=== Assigned task ===
Go through the data below and copy each line where the word "editor" occurs.

=== Stored data ===
= = = =

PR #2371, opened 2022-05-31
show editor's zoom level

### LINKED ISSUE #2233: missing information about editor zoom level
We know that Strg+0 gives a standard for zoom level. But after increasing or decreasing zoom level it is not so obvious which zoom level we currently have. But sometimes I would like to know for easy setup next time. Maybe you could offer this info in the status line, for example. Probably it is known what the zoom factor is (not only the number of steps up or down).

= = = =

=== Answer section ===
show editor's zoom level
### LINKED ISSUE #2233: missing information about editor zoom level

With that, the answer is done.